2. No, it wouldn't be fairer for younger or poorer taxpayers. What would be 'fairer' by your standards would be allowing them to opt out while continuing to force the 'rich' to pay in. What would actually be fair would be to close down SS altogether and teach these people some basic economics right from the start - things like 'someday you may not be able to work and you should calculate that into your present spending' and 'government won't be there to take care of you when you're older because government doesn't give a shit about anything past the next election' - and get them to invest their money in a broad range of savings vehicles (stocks, deferred retirement accounts, NOT INVESTING ALL THEIR MONEY IN THEIR OWN COMPANY'S PENSION PLAN, stuff like that) and not depending on the largesse of politicians to keep them in cat food at 70.
"removing the income cap on Social Security taxes"
So the government can steal even MORE wealth?
The government has plenty of money. Take the money from somewhere else if you want to spend it on SS.
But first, reform it (or abolish it, either one) so that it doesn't remain a perpetual nightmare for years to come.
Cut to the chase. What you are saying is "Do you think increasing taxes . . .?" Any increased revenue (assuming it does actually increase) will just be wasted. Debt is something you leave for the next generation to pay off.

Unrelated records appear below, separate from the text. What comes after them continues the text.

PR #4381, opened 2026-06-17
fix: recover failed Feishu streaming updates

chengyongru:
## Summary
- retry Feishu CardKit content updates by reopening `streaming_mode` before retrying
- close blank/broken streaming cards when the first update never lands
- keep the existing regular-card fallback when final stream updates still fail

## Root cause
Feishu streaming failures can return `False` from CardKit helpers without raising. ChannelManager retries only exceptions, so `send_delta()` could treat a failed card update as handled. That can leave the user with a blank `Generating...` card while the final `_streamed` response skips the normal `send()` path.

## Tests
- `python -m pytest tests/channels/test_feishu_streaming.py -q`
- `python -m ruff check nanobot/channels/feishu.py tests/channels/test_feishu_streaming.py`

### DIFF
--- a/nanobot/channels/feishu.py
+++ b/nanobot/channels/feishu.py
@@ -1420,16 +1420,11 @@ class FeishuChannel(BaseChannel):
             self.logger.warning("Error stream-updating card {}: {}", card_id, e)
             return False
 
-    def _close_streaming_mode_sync(self, card_id: str, sequence: int) -> bool:
-        """Turn off CardKit streaming_mode so the chat list preview exits the streaming placeholder.
-
-        Per Feishu docs, streaming cards keep a generating-style summary in the session list until
-        streaming_mode is set to false via card settings (after final content update).
-        Sequence must strictly exceed the previous card OpenAPI operation on this entity.
-        """
+    def _set_streaming_mode_sync(self, card_id: str, enabled: bool, sequence: int) -> bool:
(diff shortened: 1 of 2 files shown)


chengyongru (commented):

**What this does**: `_wants_stream` is a session-runtime metadata key that gets accidentally persisted into cron job payloads and replayed when the cron fires. This PR strips runtime-only metadata keys (currently just `_wants_stream`) from origin metadata in both the cron tool (`_add_job`) and the session delivery path (`origin_delivery_context`).

**Assessment**: Clean, focused fix. The `_RUNTIME_ONLY_METADATA_KEYS` set makes it easy to extend with more runtime-only keys in the future. Tests cover both paths and correctly verify that normal metadata keys (`message_id`, `chat_type`) are preserved.

No blocking concerns.

nanobot/cron/session_delivery.py
```diff
@@ -6,10 +6,23 @@
 
 from nanobot.cron.types import CronJob
 
+_RUNTIME_ONLY_METADATA_KEYS = {"_wants_stream"}
```
chengyongru: Good design: using a set makes it obvious this list is meant to grow as new runtime-only metadata keys are added.

Re-bin (approved):
LGTM. Reviewed with the simple PR guide: the Feishu streaming retry/recovery path is scoped, CI is green, and the Feishu streaming tests pass locally.

PR #4385, opened 2026-06-17
fix: log primary model error before fallback

chengyongru:
## Summary
- include the primary model error text before trying the first fallback
- keep circuit-open logging only for turns where the primary was skipped
- add a regression test for the fallback log line

## Tests
- PYTHONPATH=. pytest tests/agent/test_runner_fallback.py -v
- ruff check nanobot/providers/fallback_provider.py tests/agent/test_runner_fallback.py


chengyongru:
manual tested

Re-bin (approved):
LGTM. Reviewed with the simple PR guide: the fallback logging path is narrow, CI is green, and the targeted runner fallback tests pass locally.

PR #4816, opened 2026-07-06
fix(runner): narrow BaseException catch to Exception in tool execution

### LINKED ISSUE #4788: Bug: except BaseException in tool runner catches KeyboardInterrupt and SystemExit
## Summary

The tool execution path in `AgentRunner._run_tool()` catches `BaseException`, which includes `KeyboardInterrupt`, `SystemExit`, `MemoryError`, and `GeneratorExit`. These should never be caught and converted into conversational errors. `CancelledError` is already caught separately (line 1241), so the broad `BaseException` catch is both too wide and redundant.

## Affected Code

- `nanobot/agent/runner.py:1243` — `except BaseException as exc:`
- `nanobot/agent/runner.py:1241` — `except asyncio.CancelledError:` already handles cancellation

## Suggested Fix

Change to `except Exception as exc:` (or `except (Exception, asyncio.CancelledError) as exc:` if merged with the CancelledError handler). `BaseException` should only be caught in explicit cleanup/re-raise patterns.

axelray-dev:
## Summary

Journalists like Pete pants shitting because trump won't concede something three weeks away is bizarre
Commenters endlessly harping on it is even more bizarre. (It's in there but you may need to squint)
And Gillespie comes in with the balanced article for the save.
Is there some deep meaning in the minute of silence starting at 6:30?
And another at the 12:00 or so mark. All I hear is Nick grunting.
Every once in a while, just for fun, The Jacket allows its host a few moments of self-awareness and fruitless struggle for freedom.
30 comments before anyone noticed. The Jacket has a sad.
The Jacket is above such petty human emotions as sadness, remorse, joy, love, etc.
The Jacket's coming was foretold in 1979:
Can't hear the guests at all. You done goofed.
That or Nick has A Beautiful Mind.
Not Nick, The Jacket. The Jacket inhabits a world of shadows and dust. That we can only see its three-dimensional form is a blessing.
Both looter parties continue to endorse shoot-to-kill prohibitionism and to protect asset-forfeiture looting with impunity. These were the ingredients in every major economic crash that left the nation impoverished and debt-ridden. Asset-forfeiture was invented during the Herbert Hoover administration, revived by the Nixon dictatorship, expanded by the Bush-Reagan r?gime, abetted by the Clinton administration and used to again crush the economy during the faith-based Bush debacle ramping up to the 2007 Crash/Depression. The Flash Crashes coincided embarrassingly with prohibitionist Kristallnachts and bank account seizures until the stock markets were coerced to disguise them. Republicans are worse for the economy than Democrats precisely because money in banks cannot simultaneously be confiscated by superstitious looters AND expand the money supply. It's Either-Or.
What if technology continues to advance and we start living to 120 and 130?
Or will that "privilege" be limited to those who make sufficient campaign donations and everyone else gets the Logan's Run treatment?
Two words: Soylent green.
Checking in for reason's coverage, however minuscule, of incredibly damning evidence of DNC/HRC/MSM collusion and astroturfing violence.
...
10 or so articles parroting one line of a debate for click bait - something a certain reason writer deplored just recently.
...
I'll just check back later then. I'm sure the reporting is stuck in traffic or something.